Set in a small village named Pravingadh in the state of Gujarat, this is the story of Jayeshbhai and his family. His wife, Mudra, is pregnant for the eighth time. She has already gone through six abortions after the birth of her first child, a daughter. Jayesh’s father, the head man of the village, would not settle for anything but a boy who can take the lineage ahead. And this has brought perils to the life of Mudra, despite her loving husband. But things are bound to change this time as Jayesh decides he has had enough. Unlike the usual filmy heroes though, Jayesh is not fighting it out.

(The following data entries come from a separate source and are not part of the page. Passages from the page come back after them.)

PR #1747, opened 2026-05-13
hostBGP release-test

### LINKED ISSUE #1359: Basic host bgp release test

edipascale:
Fix #1359

### DIFF
--- a/pkg/hhfab/matrix.go
+++ b/pkg/hhfab/matrix.go
@@ -633,11 +633,22 @@ func runMatrixServerServerPhase(ctx context.Context, opts TestConnectivityOpts, 
 				}
 			}
 
+			// a /32 VIP on lo is never the kernel's own choice of source, and a
+			// host in several hostBGP VPCs has one VIP per VPC. Only this phase
+			// binds it: the proto-port, port-forward and curl phases key probes
+			// by server name, which cannot name one VIP out of several, so a
+			// hostBGP source there probes from whatever the kernel picks.
+			srcIP := netip.Addr{}
+			if src.Server.HostBGP {
+				srcIP = src.Server.IP
+			}
+
 			args := pingIperfPairArgs{
 				From:     src.Server.Name,
 				To:       dst.Server.Name,
 				FromSSH:  deps.sshByServer[src.Server.Name],
 				ToIP:     toIP,
+				SrcIP:    srcIP,
 				Expected: expected,
 				Bidir:    bidir,
 				Pings:    deps.pings,
--- a/pkg/hhfab/rt_no_vpc_suite.go
+++ b/pkg/hhfab/rt_no_vpc_suite.go
@@ -9,7 +9,9 @@ import (
 	"fmt"
 	"io"
 	"log/slog"
+	"maps"
 	"net/http"
+	"net/netip"
 	"net/url"
 	"slices"
 	"strconv"
@@ -18,9 +20,13 @@ import (
 
 	agentapi "go.githedgehog.com/fabric/api/agent/v1beta1"
 	gwapi "go.githedgehog.com/fabric/api/gateway/v1alpha1"
+	vpcapi "go.githedgehog.com/fabric/api/vpc/v1beta1"
 	wiringapi "go.githedgehog.com/fabric/api/wiring/v1beta1"
+	"go.githedgehog.com/fabric/pkg/hhfctl"
 	fabricatorapi "go.githedgehog.com/fabricator/api/fabricator/v1beta1"
+	"go.githedgehog.com/fabricator/pkg/fab"
 	"go.githedgehog.com/fabricator/pkg/fab/comp"
+	"go.githedgehog.com/fabricator/pkg/util/sshutil"
 	"golang.org/x/sync/errgroup"
 	corev1 "k8s.io/api/core/v1"
 	kmetav1 "k8s.io/apimachinery/pkg/apis/meta/v1"
@@ -65,6 +71,14 @@ func makeNoVpcsSuite() *JUnitTestSuite {
 			F:    prometheusObservabilityTest,
 			SkipFlags: SkipFlags{
 				NoProm: true,
+			},
+		},
+		{
+			Name: "HostBGP Multihoming",
+			F:    hostBGPTest,
+			SkipFlags: SkipFlags{
+				SubInterfaces: true,
+				NoServers:     true,
 			},
 		},
 	}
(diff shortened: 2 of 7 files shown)


pkg/hhfab/rt_utils.go
```diff
@@ -1250,3 +1252,132 @@ func findAnyAttachedServer(ctx context.Context, kube kclient.Client) (*AttachedS
...
+			continue
+		}
+		switches := map[string]bool{}
+		for _, conn := range connList.Items {
+			if conn.Spec.Unbundled != nil {
+				switches[conn.Spec.Unbundled.Link.Switch.DeviceName()] = true
+			}
+		}
+		if len(switches) >= 2 {
+			mhs := MultiHomedServer{
```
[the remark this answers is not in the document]
edipascale: irrelevant, we are using unbundled connections, not mclag ones

pkg/hhfab/rt_no_vpc_suite.go
```diff
@@ -981,3 +994,503 @@ func (testCtx *VPCPeeringTestCtx) checkGatewayMetrics(ctx context.Context, prome
...
+			allAttaches = append(allAttaches, makeVPCAttachment(regularVPCA.Connection.Name, vpcName, regularSubnetID))
+		case regularVPCBName:
+			regularVPCB.VPC = regularVPC
+			allAttaches = append(allAttaches, makeVPCAttachment(regularVPCB.Connection.Name, vpcName, regularSubnetID))
+		}
+	}
+
+	// Register cleanup revert before creating any resources
+	reverts = append(reverts, func(ctx context.Context) error {
+		return hhfctl.VPCWipeWithClient(ctx, testCtx.kube)
```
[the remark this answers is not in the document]
edipascale: not particularly relevant, as that config does nothing without matching config on the leaves, and any new VPC creation will reset the host config

pkg/hhfab/rt_no_vpc_suite.go
```diff
@@ -981,3 +994,503 @@ func (testCtx *VPCPeeringTestCtx) checkGatewayMetrics(ctx context.Context, prome
...
+				return fmt.Errorf("parsing VIP %q: %w", line, err)
+			}
+			switch {
+			case hostBGP.A.Subnet.Contains(prefix.Addr()):
+				hostBGP.A.VIP = prefix
+			case hostBGP.B.Subnet.Contains(prefix.Addr()):
+				hostBGP.B.VIP = prefix
+			default:
+				slog.Warn("hostBGP VIP does not match any of the VPCs subnets, ignoring it", "VIP", prefix.String())
+			}
```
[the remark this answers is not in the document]
edipascale: the VIP is configured manually by FRR on the host and it is nearly instantaneous, the retry is overkill even in the main branch

pkg/hhfab/rt_no_vpc_suite.go
```diff
@@ -981,3 +994,503 @@ func (testCtx *VPCPeeringTestCtx) checkGatewayMetrics(ctx context.Context, prome
 
 	return nil
 }
+
+// prerequisites: no existing VPCs, at least 1 unbundled multihomed server, at least 2 other servers.
+// look for a server with unbundled connections to different switches; create two separate hostBGP VPCs,
+// and attach them both twice to the server via the two connections.
```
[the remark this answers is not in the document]
edipascale: fixed

pkg/hhfab/rt_no_vpc_suite.go
```diff
@@ -981,3 +994,503 @@ func (testCtx *VPCPeeringTestCtx) checkGatewayMetrics(ctx context.Context, prome
...
+			continue
+		}
+
+		if regularVPCA.Server == nil {
+			regularVPCA.Server = &server
+			regularVPCA.Connection = &connList.Items[0]
+		} else {
+			regularVPCB.Server = &server
+			regularVPCB.Connection = &connList.Items[0]
+
```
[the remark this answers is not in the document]
edipascale: fixed

pkg/hhfab/testing.go
```diff
@@ -430,42 +430,63 @@ func GetServerNetconfCmd(conn *wiringapi.Connection, opts ServerNetconfOpts) (st
...
 }
 
-// TODO: multi subnet support once test-connectivity supports it
-func getServerHostBGPCmd(conn *wiringapi.Connection, vlan uint16, subnet netip.Prefix, serversInSubnet int) (string, error) {
-	if conn == nil {
-		return "", fmt.Errorf("connection is nil")
+type HostBGPParams struct {
+	VPCLabel     string
+	Connections  []*wiringapi.Connection
+	Vlan         uint16
```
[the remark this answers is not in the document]
edipascale: fixed

Frostman:
@coderabbitai review

pkg/hhfab/rt_no_vpc_suite.go
```diff
@@ -981,3 +994,521 @@ func (testCtx *VPCPeeringTestCtx) checkGatewayMetrics(ctx context.Context, prome
...
+			}
+			switch {
+			case hostBGP.A.Subnet.Contains(prefix.Addr()):
+				hostBGP.A.VIP = prefix
+			case hostBGP.B.Subnet.Contains(prefix.Addr()):
+				hostBGP.B.VIP = prefix
+			default:
+				slog.Warn("hostBGP VIP does not match any of the VPCs subnets, ignoring it", "VIP", prefix.String())
+			}
+		}
```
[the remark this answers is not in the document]
edipascale: not a real issue, addresses are assigned locally on the loopback via FRR config and there is no BGP convergence

pkg/hhfab/rt_no_vpc_suite.go
```diff
@@ -981,3 +994,521 @@ func (testCtx *VPCPeeringTestCtx) checkGatewayMetrics(ctx context.Context, prome
...
+		return changeAgentStatus(ctx, failoverSwSSH, failoverSwitchName, true)
+	})
+
+	slog.Debug("Shutting down link for failover test", "switch", failoverSwitchName, "port", failoverNOSPort)
+	if err := changeSwitchPortStatus(ctx, failoverSwSSH, failoverSwitchName, failoverNOSPort, false); err != nil {
+		return false, reverts, fmt.Errorf("shutting down port %s on %s: %w", failoverNOSPort, failoverSwitchName, err)
+	}
+	reverts = append(reverts, func(ctx context.Context) error {
+		return changeSwitchPortStatus(ctx, failoverSwSSH, failoverSwitchName, failoverNOSPort, true)
+	})
```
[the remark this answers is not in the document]
edipascale: addressed. no need to reply

pkg/hhfab/rt_no_vpc_suite.go
```diff
@@ -981,3 +994,521 @@ func (testCtx *VPCPeeringTestCtx) checkGatewayMetrics(ctx context.Context, prome
...
+			return nil
+		})
+	}
+
+	if err := g.Wait(); err != nil {
+		return false, reverts, fmt.Errorf("error configuring networking on servers: %w", err)
+	}
+
+	slog.Debug("Waiting for network convergence...")
+	time.Sleep(30 * time.Second)
```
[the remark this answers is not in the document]
edipascale: addressed. no need to reply

pkg/hhfab/rt_utils.go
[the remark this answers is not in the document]
pau-hedgehog: The on-ready suite guards against servers with unbundled connections to MCLAG-peered switches via `!isMclag`. Was that dropped intentionally here?

pau-hedgehog (dismissed):
Very minor comment/question but LGTM

edipascale:
@pau-hedgehog @Frostman I had added an extra commit to recycle an ESLAG connection as a series of unbundled connections for the purpose of this test, to allow it to run in the standard topologies we generate. Unfortunately reverting this change bricks the eslag leaves due to a gnmi ordering issue:
```
time=2026-06-19T12:22:05.786Z level=DEBUG msg=Action idx=74 weight=25 summary="Update Interface Ethernet1 Ethernet Base" command=update path="/interfaces/interface[name=Ethernet1]/ethernet"
time=2026-06-19T12:22:05.917Z level=ERROR msg=Failed err="failed to run agent: failed to process agent config from k8s: failed to process agent config loaded from k8s: failed to apply actions: gNMI set request failed: gnmi set request failed: rpc error: code = InvalidArgument desc = Cannot configure Ethernet1 as member of PortChannel2 as sub-interface is created on Ethernet1."
```

I've removed the commit; we can always add it back later on, either by fixing the gnmi ordering (ideally) or by simply not reverting the state (not an issue given where the test is placed in the rt suites right now, but I like to always have tests leave the system as they found it in case we ever move them around in the future)

pau-hedgehog:
> @pau-hedgehog @Frostman I had added an extra commit to recycle an ESLAG connection as a series of unbundled connections for the purpose of this test, to allow it to run in the standard topologies we generate.

So how do we handle this? Do we create specific wirings to test this such as https://github.com/githedgehog/lab/pull/420 ? Otherwise this can't be tested as often as it should

edipascale:
> So how do we handle this? Do we create specific wirings to test this such as [githedgehog/lab#420](https://github.com/githedgehog/lab/pull/420) ? Otherwise this can't be tested as often as it should

my idea is to have the standard CI vlab job also generate a multihomed server now that they are supported by SetupVPCs, but I did not want to introduce a potentially breaking change like this right before the release

pkg/hhfab/rt_no_vpc_suite.go
```diff
@@ -998,3 +1011,513 @@ func (testCtx *VPCPeeringTestCtx) checkGatewayMetrics(ctx context.Context, prome
...
+		}
+		reverts = append(reverts, func(ctx context.Context) error {
+			return changeSwitchPortStatus(ctx, failoverSwSSH, failoverSwitchName, failoverNOSPort, true)
+		})
+	}
+
+	slog.Debug("Waiting for BGP reconvergence after link failover...")
+	time.Sleep(30 * time.Second)
+
+	if err := DoVLABTestConnectivityWithMatrix(ctx, testCtx.vlabCfg.WorkDir, testCtx.vlabCfg.CacheDir, testCtx.tcOpts, matrix); err != nil {
```
pau-hedgehog: The failover half of the test cannot fail.

After shutting the ports the test re-runs the identical matrix, and nothing asserts that the ports went down. In a passing run the only two mentions of the port are the two commands themselves:

```
14:53:41 DBG Changing switch port status device=leaf-02 port=Ethernet4 up=false
14:54:21 DBG Changing switch port status device=leaf-02 port=Ethernet4 up=true
```

`changeSwitchPortStatus` issues `shutdown` through the sonic-cli and returns success as soon as the command is accepted. The two connectivity results either side of it are indistinguishable, `took=9.036874724s` before and `took=8.68589812s` after, so if the shutdown had no effect the test would still pass and report exactly what it reports now.

Reading the operational status of each shut port before the second connectivity check would close this. Asserting that the next hop set for the loopback address on the peer leaf shrank would be stronger.

pkg/hhfab/rt_no_vpc_suite.go
```diff
@@ -998,3 +1011,513 @@ func (testCtx *VPCPeeringTestCtx) checkGatewayMetrics(ctx context.Context, prome
...
+		if err != nil {
+			return fmt.Errorf("error getting hostBGP command: %w", err)
+		}
+		slog.Debug("Starting hostBGP container", "server", mhServer.Server.Name, "args", cmd)
+		fullCmd := fmt.Sprintf("docker run --network=host --privileged --rm --detach --name hostbgp ghcr.io/githedgehog/host-bgp:%s %s", fab.Versions.Platform.HostBGPContainer, cmd)
+		_, stderr, err := ssh.Run(ctx, fullCmd)
+		if err != nil {
+			return fmt.Errorf("starting hostbgp on %s: %w: %s", mhServer.Server.Name, err, stderr)
+		}
+		time.Sleep(1 * time.Second)
```
pau-hedgehog, line 1345: One second and a single read, for two addresses.

```go
		time.Sleep(1 * time.Second)
		stdout, stderr, err := ssh.Run(ctx, "/opt/bin/hhnet getvips")
```

One second was enough in the runs I did, so this is not an observed flake. The concern is that both existing hostBGP paths poll and this one does not: `rt_on_ready_suite.go:562` retries ten times at two second intervals, `testing.go:1108` five times at one second intervals. This test waits for two loopback addresses rather than one, so it has less slack than either, and a miss fails the test outright at the `IsValid()` check below.

The missing retry is also cheaper to add than to diagnose later, because there is no log line recording what `getvips` returned. The test logs `Starting hostBGP container` and then nothing until convergence, so a failure here gives you the error text and no evidence of what the server actually had.

Related, in the same loop: any line of `hhnet getvips` output that is not a prefix kills the test through `return fmt.Errorf("parsing VIP %q: %w", line, err)`. The on-ready loop ignores unparseable lines instead.

pkg/hhfab/rt_no_vpc_suite.go
```diff
@@ -998,3 +1011,513 @@ func (testCtx *VPCPeeringTestCtx) checkGatewayMetrics(ctx context.Context, prome
...
+			})
+		}
+	}
+
+	if err := DoVLABTestConnectivityWithMatrix(ctx, testCtx.vlabCfg.WorkDir, testCtx.vlabCfg.CacheDir, testCtx.tcOpts, matrix); err != nil {
+		return false, reverts, fmt.Errorf("connectivity check failed: %w", err)
+	}
+
+	// Link failover: bring down all connections to one of the switches
+	var failoverSwitchName string
```
pau-hedgehog: The switch to fail over is picked at random.

```go
	var failoverSwitchName string
	for k := range mhServer.SwitchConns {
		failoverSwitchName = k

		break
	}
```

Go randomises map iteration order, so consecutive runs on the same topology can shut different switches and a failure will not reproduce. Sort the keys, take the first, and log which one was chosen.

pkg/hhfab/rt_no_vpc_suite.go
```diff
@@ -998,3 +1011,513 @@ func (testCtx *VPCPeeringTestCtx) checkGatewayMetrics(ctx context.Context, prome
...
+		}
+		// deleting and recreating VPCs too quickly upsets the switches (fabric#656)
+		time.Sleep(3 * time.Second)
+		if err := WaitReady(ctx, testCtx.kube, testCtx.wrOpts); err != nil {
+			return false, reverts, fmt.Errorf("waiting for switches after wiping VPCs: %w", err)
+		}
+	}
+
+	// Register cleanup revert before creating any resources
+	reverts = append(reverts, func(ctx context.Context) error {
```
pau-hedgehog, line 1242: The servers are left configured.

The reverts cover the VPC wipe, re-enabling the agent and bringing the ports back up. The privileged `hostbgp` container keeps running on the multihomed server and the two regular servers keep their VLAN interfaces. In a full suite run the next `SetupVPCs` cleans this up at `testing.go:1097`, but a run scoped to this test alone leaves a container advertising host routes into the fabric. A revert running `docker stop -t 1 hostbgp` and `hhnet cleanup` on the three servers is cheap.

pkg/hhfab/matrix.go
```diff
@@ -517,11 +517,19 @@ func runMatrixServerServerPhase(ctx context.Context, opts TestConnectivityOpts,
 				}
 			}
 
+			// a /32 VIP on lo is never the kernel's own choice of source, and a
```
pau-hedgehog, line 636: Source address binding reaches one phase only.

```go
			srcIP := netip.Addr{}
			if src.Server.HostBGP {
				srcIP = src.Server.IP
			}
```

This applies to every matrix run, but only `runMatrixServerServerPhase` passes `SrcIP` on. `runMatrixProtoPortPhase` still passes `nil` for the source address at `matrix.go:762`, and `checkTCPPort`, `checkUDPPort`, the curl phase and `runMatrixIperfPortForward` all let the kernel choose. Nothing is broken today because no suite has a hostBGP source with protocol and port entries, so a comment recording the gap is enough if threading it through is out of scope.

pkg/hhfab/rt_single_vpc_suite.go
```diff
@@ -998,33 +980,27 @@ func dnsNtpMtuTest(ctx context.Context, testCtx *VPCPeeringTestCtx, matrix *Conn
...
 		DisableDefaultRoute: l3mode,
 	}
 
-	subnet.DHCP = vpcapi.VPCDHCP{
+	serverInfo.Subnet.DHCP = vpcapi.VPCDHCP{
 		Enable:  true,
 		Options: dhcpOpts,
 	}
-	change, err := CreateOrUpdateVpc(ctx, testCtx.kube, vpc)
+	change, err := CreateOrUpdateVpc(ctx, testCtx.kube, serverInfo.VPC)
```
pau-hedgehog: Wrapping an error that can be nil.

```go
	change, err := CreateOrUpdateVpc(ctx, testCtx.kube, serverInfo.VPC)
	if err != nil || !change {
		return false, nil, fmt.Errorf("updating VPC %s: %w", serverInfo.VPCName, err)
	}
```

When the desired DHCP options are already in place, `change` is false and `err` is nil, and the message renders as `updating VPC vpc-01: %!w(<nil>)`. Predates this pull request, but the line is being touched.

pkg/hhfab/rt_no_vpc_suite.go
```diff
@@ -998,3 +1011,513 @@ func (testCtx *VPCPeeringTestCtx) checkGatewayMetrics(ctx context.Context, prome
...
+	}
+
+	g := errgroup.Group{}
+	g.Go(func() error {
+		ssh, ok := sshClients[mhServer.Server.Name]
+		if !ok {
+			return fmt.Errorf("no SSH client for %s", mhServer.Server.Name) //nolint:err113
+		}
+		// Cleanup any previous config
+		if _, _, err := ssh.Run(ctx, "docker stop -t 1 hostbgp"); err != nil {
```
pau-hedgehog:
```go
		if _, _, err := ssh.Run(ctx, "docker stop -t 1 hostbgp"); err != nil {
			// Ignore – container may not be running
			_ = err
		}
```

`_, _, _ = ssh.Run(ctx, "docker stop -t 1 hostbgp")` drops the dead branch and matches the existing idiom at `testing.go:1097`.

pkg/hhfab/rt_no_vpc_suite.go
```diff
@@ -998,3 +1011,513 @@ func (testCtx *VPCPeeringTestCtx) checkGatewayMetrics(ctx context.Context, prome
...
+
+	for _, regularVPC := range []*RegularVPC{&regularVPCA, &regularVPCB} {
+		regularVPC.Endpoint = &Endpoint{Server: &ServerEndpoint{
+			Name:   regularVPC.Server.Name,
+			VPC:    regularVPC.VPC.Name,
+			Subnet: regularSubnetID,
+		}}
+	}
+
+	// the suite runs with noSetup, so VPCs left over by an earlier suite are still
```
pau-hedgehog, line 1223:
```go
	// the suite runs with noSetup, so VPCs left over by an earlier suite are still
	// around and their subnets would collide with the ones allocated above
```

The No VPCs suite runs first, at `rt_base.go:1041`, so there is no earlier suite. The wipe is guarding against a dirty environment left by a previous run, which is worth saying instead.

pkg/hhfab/rt_no_vpc_suite.go
```diff
@@ -998,3 +1011,513 @@ func (testCtx *VPCPeeringTestCtx) checkGatewayMetrics(ctx context.Context, prome
...
+		failoverNOSPort, ok := failoverPortMap[failoverLink.Switch.LocalPortName()]
+		if !ok {
+			return false, reverts, fmt.Errorf("port %s not in profile %s for switch %s", failoverLink.Switch.LocalPortName(), failoverProfile.Name, failoverSwitchName) //nolint:goerr113
+		}
+		if err := changeSwitchPortStatus(ctx, failoverSwSSH, failoverSwitchName, failoverNOSPort, false); err != nil {
+			return false, reverts, fmt.Errorf("shutting down port %s on %s: %w", failoverNOSPort, failoverSwitchName, err)
+		}
+		reverts = append(reverts, func(ctx context.Context) error {
+			return changeSwitchPortStatus(ctx, failoverSwSSH, failoverSwitchName, failoverNOSPort, true)
+		})
```
pau-hedgehog, line 1501: That one does not apply. `failoverNOSPort` is declared with `:=` inside the loop body, so Go scopes it per iteration and each revert closure gets its own port. No change needed.

pau-hedgehog (commented):
The refactor half looks good. Extracting `vpcSubnetAllocator`, `makeVPCAttachment` and `findUnbundledMHServers` into `rt_utils.go` is a clean deduplication and the on-ready rewrite is mechanical. The third commit fixes real bugs: the DHCP config is backed up with `DeepCopy` and restored on the one subnet instead of blanket-resetting every subnet in the VPC, hostBGP subnets are skipped when looking for an attached server, and the matrix endpoint is rebound after the hhnet cycle so a new DHCP address does not poison later pairs.

The hand-built matrix is justified rather than a shortcut. `populateConnectivityMatrix` calls `IsServerReachable(ctx, kube, src.Server.Name, dst.Server.Name, gatewayEnabled)` at `pkg/hhfab/testing.go:1916`, keyed on server name alone, so the generated oracle would mark `hostbgp-02` to `regular-01` reachable and erase the isolation half of this test. Worth filing that oracle limitation as its own issue so the workaround has something to point at.

I checked the findings below against a run where the test actually executes and passes, so none of them are speculative failures. The source address binding works as intended, visible in that run as `Running ping from=server-09 to=10.0.2.2 sourceIP=10.0.0.1 expected=true`. See the separate comment for what it takes to get the test running in CI.

Comments below, roughly in order of how much they matter.

pau-hedgehog:
The test skips in every VLAB job on this pull request:

```
07:39:05 INF * Running test test="HostBGP Multihoming"
07:39:05 WRN SKIP test="HostBGP Multihoming" reason="no available unbundled multihomed server"
```

`.github/workflows/run-vlab.yaml:306` passes `--eslag-leaf-groups`, `--orphan-leafs-count` and `--unbundled-servers`, but never `--multihomed-servers`, and no workflow in the repository mentions that flag.

One line fixes it for every virtual job:

```diff
           bin/hhfab vlab gen -v --mesh-links-count=$VLAB_MESH_LINKS \
             --eslag-leaf-groups=$VLAB_ESLAG_GROUPS --orphan-leafs-count=$VLAB_ORPHAN_LEAVES --unbundled-servers=$VLAB_UNBUNDLED_SERVERS \
+            --multihomed-servers=1 \
             --externals-bgp=1 --externals-static=1 --external-orphan-connections=1 \
             ${{ inputs.custom_gen_args }}
```

l2vni and l3vni both come for free with that single line, because the existing per-mode variables already differ. I ran both to confirm, on a branch carrying only that change, scoped to this test with `releasetest_regex`.

l2vni, https://github.com/githedgehog/fabricator/actions/runs/31399448182:

```
14:42:41 INF >>> eslagServers=2 unbundledServers=2 bundledServers=1 multihomedServers=1
14:52:24 INF * Running test test="HostBGP Multihoming"
14:54:23 INF PASS test="HostBGP Multihoming"
14:54:23 INF Test suite summary tests=4 passed=1 skipped=3 failed=0 duration=1m59s
```

l3vni, https://github.com/githedgehog/fabricator/actions/runs/31399457475:

```
14:42:42 INF >>> eslagServers=0 unbundledServers=2 bundledServers=1 multihomedServers=1
14:52:12 INF * Running test test="HostBGP Multihoming"
14:54:10 INF PASS test="HostBGP Multihoming"
```

So the cost is one line and about two minutes of test time per job.

Taking both modes is worth it, because they are not the same test. In l2vni the multihomed server's two links land on two leaves of the same ESLAG redundancy group, since `pkg/hhfab/vlabbuilder.go:381` only puts orphan leaves in the candidate list when there are at least two of them. In l3vni they land on two orphan leaves, and the test additionally exercises its own ESLAG skip branch when picking the two regular servers.

I left the `upgradefrom` generate line at `run-vlab.yaml:208` alone, since it runs the previously released hhfab binary.

HLAB needs a wiring change in `githedgehog/lab-ci` rather than a flag, so I have kept it out of this comment.

pkg/hhfab/rt_no_vpc_suite.go
edipascale: we do the same thing in every other failover test; the shutdown command should be nearly instantaneous (it's an administrative command on the switch); if anything, I would say that not waiting for the routes to stabilize would _create_ issues rather than mask them - e.g. the interface is now down and the route has not been updated; the fact that we never observe any flake tells me that this is not the case. we _could_ add operational status checks to assert that the port is down but it feels unjustified to me, at least given the current evidence. One thing we could do if we wanted to be more rigorous is shutdown also the other port and assert failure, unsure whether it's worth doing it but I'm open to the idea

pkg/hhfab/rt_no_vpc_suite.go
edipascale: VIPs are assigned by zebra as part of the config, there is no convergence and no need to wait for more than 1 second. The retry in other places was a defensive measure I added when I first implemented the feature as I was observing issues, until I realized that they were unrelated (bad config). I wish I had removed it, because it constantly tricks AI reviewers into wanting to add retries for this; maybe the right thing to do would be to remove it everywhere

pkg/hhfab/rt_no_vpc_suite.go
edipascale: we do this everywhere, for all tests with VPCs. It does not matter because setup-vpcs is idempotent - the first thing it does is unconditionally removing hostbgp container and calling hhnet cleanup

pau-hedgehog (changes requested):
Requesting changes on two of the inline comments above. The rest are up to you and should not hold this up.

The failover check at `pkg/hhfab/rt_no_vpc_suite.go:1518`. It shuts a port and then re-runs the same matrix, so it passes whether or not the link went down. It looks like failover coverage in the suite name and in the test report without being able to fail. In a run where the test passes, nothing in the log tells you whether the link really went down or whether the sonic-cli just accepted a command that did nothing. This one gets harder to fix once people start trusting it.

The single read of the loopback addresses at `pkg/hhfab/rt_no_vpc_suite.go:1347`. Both of the other hostBGP paths retry, this one waits one second for two addresses and gives up. There is also no log of what `getvips` returned, so if it does fail in CI you get an error and nothing to go on.

The rest is yours to take or leave: the failover switch coming out of map order, the servers left configured when the test finishes, the source address only reaching one matrix phase, and the small stuff.

The test itself works, and that is worth saying. Checking peering and isolation across two hostBGP VPCs on one multihomed server is real coverage that the auto-generated matrix cannot produce, and it passes in both VPC modes.

pkg/hhfab/rt_no_vpc_suite.go
edipascale: an "earlier suite" could belong to earlier runs, and we might change the order of suites in the future. I don't think this is worth a change

pkg/hhfab/rt_no_vpc_suite.go
edipascale: addressed

pkg/hhfab/matrix.go
edipascale: added a comment to document this

pkg/hhfab/rt_no_vpc_suite.go
edipascale: fixed

pkg/hhfab/rt_single_vpc_suite.go
edipascale: fixed

edipascale:
> > So how do we handle this? Do we create specific wirings to test this such as [githedgehog/lab#420](https://github.com/githedgehog/lab/pull/420) ? Otherwise this can't be tested as often as it should
> 
> my idea is to have the standard CI vlab job also generate a multihomed server now that they are supported by SetupVPCs, but I did not want to introduce a potentially breaking change like this right before the release

added the multihomed server to the CI as requested, since you already verified that it does not break CI

pkg/hhfab/rt_no_vpc_suite.go
edipascale: @pau-hedgehog I've added a commit where we shut down all links as a final step, and verify that no VPC on the multihomed server can be reached; it works as intended, as tested on a locally spawned VLAB. I'm not sure it is worth keeping, but I'll defer that decision to you - it does not add much to the test either way

pau-hedgehog (approved):
Thanks for the changes

Frostman (approved):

He is not standing up to his family… he is merely fleeing with this pregnant wife and daughter.
Here on, the film is more or less a chase drama, laced with comedy and ample plot points that take on basic issues that come together to create a misogynist society – from domestic violence to regressive customs. One of Jayeshbhai Jordaar’s more interesting talking points is the usage of pappi (kiss) as a form of expression of love when reciprocated by both persons involved. Something that could make a relationship less one-sided and more mutual, providing both people a sense of gratification.
But despite all the great ideas, Jayesbhai Jordaar falls well short of what it could have possibly achieved. Its biggest strength unfortunately turns out to be its biggest drawback. The relentless need to keep it funny fails to keep the screenplay engaging beyond a certain limit. And suddenly you feel like you are headed for a Priyadarshan-esque ending from the early 2000s.
Screenplay irrespective, Ranveer Singh as Jayeshbhai is the life of the movie. He transforms into this character who is unknowingly a feminist, someone you would root for… and at the same time someone who is annoyingly incapable of standing up to his father. Also holding up the film is an immensely likable performance by the young Jai Vidya as the spunky internet-savvy daughter of Jayeshbhai.
Undoubtedly Jayeshbhai Jordaar has a heart. But Divyang Thakkar’s debut director does get lost in its own ambition to push as many agendas as possible. As they say, too much of everything… blah blah. Well, this film certainly is a departure from the testosterone-driven mindless action sagas we have seen scoring big off late – in case that is enough for you.